— Voilà, s’écria-t-il, qui me sera d’un grand secours pendant les journées pluvieuses et les longues veillées d’hiver. Avec ces beaux outils, on peut défier l’ennui.
Au-dessus du sac, à l’examen duquel Marcel se décida enfin à procéder, un long et large tube en fer blanc était retenu par trois courroies. Il y trouva les quelques mains de papier, les crayons, les plumes, le canif et la petite bouteille d’encre qu’il avait achetés à son passage à Grenoble.
— Bon, dit-il en riant, je pourrai tenir un journal de mes faits et gestes. Cela n’est pas à dédaigner, les pensées qu’inspire la solitude doivent être justes et intéressantes. D’ailleurs, Robinson dans son île, s’il m’en souvient bien, tenait un journal ; ce sera un nouveau point de ressemblance entre nous.
Tout en parlant ainsi, Marcel avait défait les boucles de son sac et l’avait ouvert.
— Oh ! oh ! voici quelques vêtements et du linge. Dieu soit loué ! Voyons un peu : cinq chemises en toile toutes neuves, deux pantalons et deux vareuses en solide coutil, une douzaine de mouchoirs, quatre paires de bas de laine, deux gilets de chasse en étoffe chaude et moelleuse. J’en ai là pour longtemps, d’autant plus que j’en prendrai grand soin. Si en effet je suis condamné à rester ici diverses années, il me serait fort difficile de renouveler ma garde-robe. Mais qu’est ceci ? Des lames de scie roulées comme des ressorts de montre ! Il y en a huit de plusieurs dimensions ; celles-ci sont des lames destinées à une scierie à eau. Ce brave Pierre n’a pas oublié que mon père adoptif a depuis longtemps le désir de monter sur le Guiers-Mort une petite usine de cette nature. Voilà maintenant des lames de rabot de plusieurs dimensions et de formes diverses : lame à raboter, lame à tenons, lames à mortaises. Le bois ne manque pas ici, je me charge d’emmancher convenablement ces précieux outils. Bon ! voilà une poire à poudre, des cartouches à balle et des cartouches à plomb de numéros variés ; j’ai des munitions pour longtemps. Qu’est-ce encore cela : oh ! le charmant elzévir ! les Essais de Michel Montaigne ? Oh ! mon vieux philosophe, tu seras mon consolateur et mon soutien quand sonneront les heures de tristesse et de découragement. Mais qu’est-ce que je sens donc là entre deux chemises dans une boîte en carton ?

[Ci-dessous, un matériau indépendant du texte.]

PR #6089, opened 2025-04-23
DatePicker: Adds "Today" button

### LINKED ISSUE #6061: "Today" Button in DatePicker component.
Our company uses the DateEdit and DatePicker components troughout our product.

- DateEdit because it has the "Today" button to automatically go to the day of today.
- DatePicker because it supports disabled dates.

Now the moment has come we need a combination of both, we need disabled dates, but also need the today button.

Flatpickr seems to support this functionality so i was a bit surprised the DatePicker component does not, which would make it much more complete.

DateEdit with Today button ("Vandaag" means Today in dutch and gets translated automatically).
Image

DatePicker on which we wish to have the button.
Image

Do not know if it is better for you guys to add disabled dates to the DateEdit component, or Today to the DatePicker. But either would help our product ux a fair bit.

Is this something that is on the roadmap already, or something you are willing/capable to support?

Thanks in advance,
Alexander.

tesar-tech:
## Description

Closes #6061
image

Not the cleanest solution, but since flatpicker support is lacking we don't have much other options.

One option can be to change our flatpicker fork, but I am not sure if it's work it.

The current solution does what plugins do, just in our custom js.

### DIFF
--- a/Documentation/Blazorise.Docs/Pages/News/2025-03-10-release-notes-180.razor
+++ b/Documentation/Blazorise.Docs/Pages/News/2025-03-10-release-notes-180.razor
@@ -127,6 +127,14 @@
 </Paragraph>
 
 <Heading Size="HeadingSize.Is3">
+    Show "Today" Button on DatePicker
+</Heading>
+
+<Paragraph>
+    The <Code>DatePicker</Code> component now includes a <Code>ShowTodayButton</Code> parameter. When enabled, a "Today" button appears at the bottom of the calendar, allowing users to quickly jump to the current date.
+</Paragraph>
+
+<Heading Size="HeadingSize.Is3">
     Optimized Chart Plugins
 </Heading>
 
--- a/Source/Blazorise/Components/DatePicker/DatePicker.razor.cs
+++ b/Source/Blazorise/Components/DatePicker/DatePicker.razor.cs
@@ -58,6 +58,7 @@ public partial class DatePicker<TValue> : BaseTextInput<IReadOnlyList<TValue>>, 
             var placeholderChanged = parameters.TryGetValue( nameof( Placeholder ), out string paramPlaceholder ) && Placeholder != paramPlaceholder;
             var staticPickerChanged = parameters.TryGetValue( nameof( StaticPicker ), out bool paramStaticPicker ) && StaticPicker != paramStaticPicker;
             var showWeekNumbersChanged = parameters.TryGetValue( nameof( ShowWeekNumbers ), out bool paramShowWeekNumbers ) && ShowWeekNumbers != paramShowWeekNumbers;
+            var showTodayButtonChanged = parameters.TryGetValue( nameof( ShowTodayButton ), out bool paramShowTodayButton ) && ShowTodayButton != paramShowTodayButton;
 
             if ( dateChanged || datesChanged )
             {
@@ -89,7 +90,8 @@ public partial class DatePicker<TValue> : BaseTextInput<IReadOnlyList<TValue>>, 
                  || disableMobileChanged
                  || placeholderChanged
                  || staticPickerChanged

Il prit la boîte et l’ouvrit ; elle contenait une superbe et excellente montre en or de Leroy ; deux chaînes de gilet, l’une en or, l’autre en argent, étaient jointes à la montre. Dans la boîte se trouvait placé également un papier plié en quatre ; Marcel l’ouvrit et en lut le contenu ; il avait des larmes plein les yeux, larmes de joie, d’attendrissement et de reconnaissance.
Ce papier contenait ces simples mots. Le jeune homme les relut vingt fois avec la plus sincère et la plus profonde émotion.
« Cher Marcel, cette montre complète les surprises que je m’étais promis de te faire, comme une faible preuve de mon éternelle amitié. Nul n’est dans le secret de l’avenir ; je veux que dans quelque situation que tu te trouves, heureux ou malheureux, en regardant cette montre, tu penses à moi comme à l’homme qui t’aime plus que tout au monde, pour le bien que tu lui as fait. Si tu es heureux, mon souvenir te sera agréable en te rappelant un être heureux qui te doit son bonheur ; si tu es malheureux, mon exemple te donnera du courage.
« Ton frère par le cœur, Pierre Morin. »
Marcel, en proie à une émotion poignante, demeura longtemps les regards obstinément fixés sur ce billet qu’il tenait dans ses mains et que ses larmes l’empêchaient de relire. Il soupirait et se laissait aller à la plus amère mélancolie sans même tenter de réagir contre l’abattement général qui le paralysait.